Data records
-*-*-
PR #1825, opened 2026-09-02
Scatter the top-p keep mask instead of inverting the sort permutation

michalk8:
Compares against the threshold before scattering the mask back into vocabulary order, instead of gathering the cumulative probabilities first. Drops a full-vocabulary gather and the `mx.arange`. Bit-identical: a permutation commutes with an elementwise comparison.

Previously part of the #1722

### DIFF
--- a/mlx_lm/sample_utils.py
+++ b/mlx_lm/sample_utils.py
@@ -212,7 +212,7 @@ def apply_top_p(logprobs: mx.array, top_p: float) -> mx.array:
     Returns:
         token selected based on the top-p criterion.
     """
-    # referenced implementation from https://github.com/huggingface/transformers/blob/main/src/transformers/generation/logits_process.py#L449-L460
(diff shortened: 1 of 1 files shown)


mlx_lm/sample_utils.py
-*-*-
● Assignment
Make an exact copy of every entry.

● Response box
PR #1825, opened 2026-09-02
Scatter the top-p keep mask instead of inverting the sort permutation

michalk8:
Compares against the threshold before scattering the mask back into vocabulary order, instead of gathering the cumulative probabilities first. Drops a full-vocabulary gather and the `mx.arange`. Bit-identical: a permutation commutes with an elementwise comparison.

Previously part of the #1722

### DIFF
--- a/mlx_lm/sample_utils.py
+++ b/mlx_lm/sample_utils.py
@@ -212,7 +212,7 @@ def apply_top_p(logprobs: mx.array, top_p: float) -> mx.array:
     Returns:
         token selected based on the top-p criterion.
     """
-    # referenced implementation from https://github.com/huggingface/transformers/blob/main/src/transformers/generation/logits_process.py#L449-L460
(diff shortened: 1 of 1 files shown)


mlx_lm/sample_utils.py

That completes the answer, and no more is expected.